体罰は日常的に行われているのに放置してきて、自殺者が1人出たとたんに大騒ぎするのですから。
たとえば、橋下徹大阪市長は「事実なら完全に犯罪で、暴行、傷害だ」と述べ、みずから陣頭指揮をとるとして、市長直轄の調査チームを設置しました。しかし、橋下市長は前から体罰肯定論をテレビでぶってきました。みずからこういう事件が起こる下地をつくってきたわけで、この豹変ぶりにはあきれてしまいます。
また、保護者の中にも教師に体罰をするように要求する人が少なくありませんし、文化人やテレビのコメンテーターなどで、「学校で体罰が禁止されたために子どもがだめになった」などと言う人も少なくありません。
 
私はもちろん体罰には反対です。「体罰」ではなく「教師暴力」という言葉を使ったほうがいいと思います(親の体罰は「親暴力」というわけです)
よく「言ってわからない小さな子どもには体でわからせるしかない」ということを言う人がいますが、これは自分の怒りを抑えられないおとなが自分を正当化するために言っているだけです。言ってわかる年齢になるまで待てばいいだけの話です。小さい子どもに暴力をふるうのは人間として最低の行為です。
 
体罰を批判するのは当然ですが、今はみんなが批判しているので、私は少し角度を変えて、なぜ体罰がこれほど広く行われているのかということについて考察してみたいと思います。
 
朝日新聞1月12日朝刊に元プロ野球投手の桑田真澄氏のインタビューが載っていますが、それを読むと体罰の蔓延ぶりがわかります。
 
早大大学院にいた2009年、論文執筆のため、プロ野球選手と東京六大学の野球部員の計約550人にアンケートをしました。
 体罰について尋ねると、「指導者から受けた」は中学で45%、高校で46%。「先輩から受けた」は中学36%、高校51%でした。「意外に少ないな」と思いました。

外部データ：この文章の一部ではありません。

PR #258, opened 2022-05-23
BDM: add support for Removable media

AKuHAK:
This pr for fixing some issues with USB without MBR scheme.

### DIFF
--- a/iop/fs/bdm/src/part_driver.c
+++ b/iop/fs/bdm/src/part_driver.c
@@ -44,7 +44,7 @@ static struct block_device g_part_bd[MAX_PARTITIONS];
 static struct file_system g_part_fs;
 
 //---------------------------------------------------------------------------
-static int part_getPartitionRecord(struct block_device* bd, part_raw_record* raw, part_record* rec)
+static int part_isPartitionRecordInvalid(struct block_device* bd, part_raw_record* raw, part_record* rec)
 {
     M_DEBUG("%s\n", __func__);
 
@@ -83,7 +83,7 @@ static int part_getPartitionTable(struct block_device* bd, part_table* part)
     if (sbuf[0x1FE] == 0x55 && sbuf[0x1FF] == 0xAA) {
         for (i = 0; i < 4; i++) {
             part_raw = (part_raw_record*)(sbuf + 0x01BE + (i * 16));
-            if (part_getPartitionRecord(bd, part_raw, &part->record[i]) != 0)
+            if (part_isPartitionRecordInvalid(bd, part_raw, &part->record[i]) != 0)
                 return 0; //Invalid record encountered, so the table is probably invalid.
         }
         return 4;
--- a/iop/fs/bdmfs_vfat/src/fat_driver.c
+++ b/iop/fs/bdmfs_vfat/src/fat_driver.c
@@ -995,8 +995,9 @@ int fat_mount(struct block_device* bd)
     // Filter for supported partition IDs:
     // - 0x0b = FAT32 with CHS addressing
     // - 0x0c = FAT32 with LBA addressing
-    if (bd->parId != 0x0b && bd->parId != 0x0c)
-        return -1;
+    // AKuHAK: dont filter partition, fat_getPartitionBootSector() will care about that, this is filtering too much
+    // if (bd->parId != 0x0b && bd->parId != 0x0c)
+    //     return -1;
 
     for (i = 0; i < NUM_DRIVES && fatd == NULL; ++i) {
         if (g_fatd[i] == NULL) {


iop/fs/bdm/src/part_driver.c
```diff
@@ -83,8 +87,25 @@ static int part_getPartitionTable(struct block_device* bd, part_table* part)
     if (sbuf[0x1FE] == 0x55 && sbuf[0x1FF] == 0xAA) {
         for (i = 0; i < 4; i++) {
             part_raw = (part_raw_record*)(sbuf + 0x01BE + (i * 16));
-            if (part_getPartitionRecord(bd, part_raw, &part->record[i]) != 0)
-                return 0; //Invalid record encountered, so the table is probably invalid.
```
AKuHAK, line 87: @rickgaiser I am not sure but should there be == 0 ? I guess that you meant that partition fails if the function returns zero, but it looks like you did it opposite. Can it be a typo? Or maybe I misunderstood something.

iop/fs/bdm/src/part_driver.c
```diff
@@ -129,7 +150,6 @@ int part_connect(struct block_device* bd)
     M_DEBUG("%s\n", __func__);
 
     // Filter for supported partition IDs:
-    // - First sector of disk can be MBR partition
     // - 0x05 = extended MBR partition with CHS addressing
```
rickgaiser, line 153: Is this not true?

iop/fs/bdm/src/part_driver.c
```diff
@@ -234,6 +254,7 @@ void part_init()
     }
 
     g_part_fs.priv          = NULL;
+    // TODO: switch from hardcoded string to variable, at least "MBR" and "Removable"
     g_part_fs.name          = "MBR";
```
rickgaiser, line 258: No, this is the "MBR" file system driver. There is no need for a "Removable" driver, becouse it's already the entire block device.

iop/fs/bdmfs_vfat/src/fat_driver.c
```diff
@@ -995,8 +995,9 @@ int fat_mount(struct block_device* bd)
     // Filter for supported partition IDs:
     // - 0x0b = FAT32 with CHS addressing
     // - 0x0c = FAT32 with LBA addressing
-    if (bd->parId != 0x0b && bd->parId != 0x0c)
-        return -1;
+    // AKuHAK: dont filter partition, fat_getPartitionBootSector() will care about that, this is filtering too much
+    // if (bd->parId != 0x0b && bd->parId != 0x0c)
+    //     return -1;
```
rickgaiser, line 1000: You have not mentioned which problem you are trying to solve in this PR, but could it be this was the only change needed?

If there is no MBR partition found, then the FAT32 file system can mount the entire drive (usb0p0). I see now that this filter would then fail, becouse the parId is always 0 without an MBR.

The filter can be changed to something like this:
```
    // Filter for supported partition IDs:
    // - 0x00 = Possibly a removable drive
    // - 0x0b = FAT32 with CHS addressing
    // - 0x0c = FAT32 with LBA addressing
    if (bd->parId != 0x00 && bd->parId != 0x0b && bd->parId != 0x0c)
        return -1;
```

But it can also be completely removed as you proposed.
Also take a look here at all possible partition types:
https://en.wikipedia.org/wiki/Partition_type

iop/fs/bdm/src/part_driver.c
```diff
@@ -83,8 +87,25 @@ static int part_getPartitionTable(struct block_device* bd, part_table* part)
...
+                     FAT driver will ignore those values anyway */
+                    part->record[i].sid = 0x0C;
+                    part->record[i].start = 0;
+                    // part->record[i].count = sbuf[0x20] + (sbuf[0x21] << 8) + (sbuf[0x22] << 16) + (sbuf[0x23] << 24);
+                    part->record[i].count = 0xFFFFFFFF; // maybe just assign hardcoded maximum value; FAT driver will use its own probing anyway
+                }
+                // if we have magic 0x55 0xAA, partition records cannot fail, we will have at least one removable storage
+                // that will be expanded into mass0p0 for example
+                return (i + 1);
+            }
```
rickgaiser, line 108: If there is no partition table, then the entire block device can be mounted to the FAT driver directly, without an intermediate partition driver.

If there is a partition table then:
- usb0p0 = created by usbmass_bd driver, mounted to MBR file system
- usb0p1 = created by MBR file system, mounted to FAT32 file system

If there is NO partition table then:
- usb0p0 = created by usbmass_bd driver, mounted to FAT32 file system

This change should be removed.

rickgaiser (changes requested):
Great work on finding this bug!

iop/fs/bdm/src/part_driver.c
AKuHAK: Ah thanks I just didnt found that if there is no partition table - then it will fallback to Removable device. If it is true, then this is not needed.

iop/fs/bdm/src/part_driver.c
AKuHAK: Yes, this also was for Removable vs MBR, if there is fallback to REmovabvle this is not needed

AKuHAK:
> You have not mentioned which problem you are trying to solve in this PR, but could it be this was the only change needed?

If there is no MBR partition found, then the FAT32 file system can mount the entire drive (usb0p0). I see now that this filter would then fail, becouse the parId is always 0 without an MBR.

The filter can be changed to something like this:
```
    // Filter for supported partition IDs:
    // - 0x00 = Possibly a removable drive
    // - 0x0b = FAT32 with CHS addressing
    // - 0x0c = FAT32 with LBA addressing
    if (bd->parId != 0x00 && bd->parId != 0x0b && bd->parId != 0x0c)
        return -1;
```

But it can also be completely removed as you proposed.
Also take a look here at all possible partition types:
https://en.wikipedia.org/wiki/Partition_type 


I received reports that usb drives without MBR partitioning is not working. I didnt test this yet, just looked through code.
Probably yes, this is the stopper. There are plenty other FAT system SIDs, not only 0xC/0xB. Various FAT16, and also SID=0 for Removable media. Also FAT driver supports extended partition as well, but this filter exclude those as well.

iop/fs/bdm/src/part_driver.c
AKuHAK: > If `bd->sectorCount` is zero

huh, I mean that `bd->sectorCount` isnt initialized anywhere. What is assigned there before partition manager starts probing everything?

iop/fs/bdm/src/part_driver.c
AKuHAK: yes, I understand that - I just didn't found that switch. I thought that it is doing things in such a way:
check if usb0p0 is MBR
fail

iop/fs/bdm/src/part_driver.c
rickgaiser: The block device drivers create first block device (p0), being the entire drive:

https://github.com/ps2dev/ps2sdk/blob/898cefeb3b2d7cc56bd59a4a92c3cbbd37dd21cd/iop/usb/usbmass_bd/src/scsi.c#L168

https://github.com/ps2dev/ps2sdk/blob/898cefeb3b2d7cc56bd59a4a92c3cbbd37dd21cd/iop/iLink/IEEE1394_bd/src/scsi.c#L168

https://github.com/ps2dev/ps2sdk/blob/898cefeb3b2d7cc56bd59a4a92c3cbbd37dd21cd/iop/sio/mx4sio_bd/src/mx4sio.c#L845

The partition drivers then create new block devices on top of the entire drive block device, like p1, p2, p3.

AKuHAK: Oh, thanks!

iop/fs/bdmfs_vfat/src/fat_driver.c
AKuHAK: FAT16 and Extended also is supported. `fat_getPartitionBootSector` will proceed with necessary checks if this partition is really from the FAT family, so we don't need to care about that.

rickgaiser (approved):

rickgaiser:
If you can confirm both GPT formatted and Removable media formatted drives are working with the current code, then I'll merge the PR.

AKuHAK:
@rickgaiser received the report from @GDX-X that the USB without the partition table started to work again. My USB with MBR partitioned scheme also works fine, I think it is safe to merge this PR.

rickgaiser:
Thanks @AKuHAK ! Merging.

GDX-X:
I confirm works well.

PR #259, opened 2022-05-27
Clang-format some essential parts

AKuHAK:
This was mainly done for sync with other ps2homebrew projects. Currently, there are many code duplications that are hard to track when formatting is so different. For example, cdvdman module in opl. So in future modules can be synced and cleaned.


rickgaiser:
This PR creates a huge change to many files, making it impossible to do git merge/rebase/cherry-pick between versions before and after this change. Plus many more files will change in the future when run through clang-format.

However I do like having a more standard coding style.

@fjtrujy what do you think? Merge?

PR #261, opened 2022-05-31
More IOP definitions

uyjulian:
Adds more definitions from modload, and adds definitions for romdrv.


rickgaiser:
Thanks, merging.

 ところが、アンケートでは「体罰は必要」「ときとして必要」との回答が83%にのぼりました。
 
また、元プロ野球選手の長嶋一茂氏はテレビでこのように語ったということです。
 
  さて、正月休みを終え、この日がコメンテーターとしての仕事始めという長嶋一茂発言。司会の羽鳥慎一が「一茂さんは高校時代も野球部で、大学も体育会。厳しい指導を受けてきたんでしょうが、その辺はどうですか」ときいた。すると、長嶋は体罰擁護をとうとう語り始めたのだ。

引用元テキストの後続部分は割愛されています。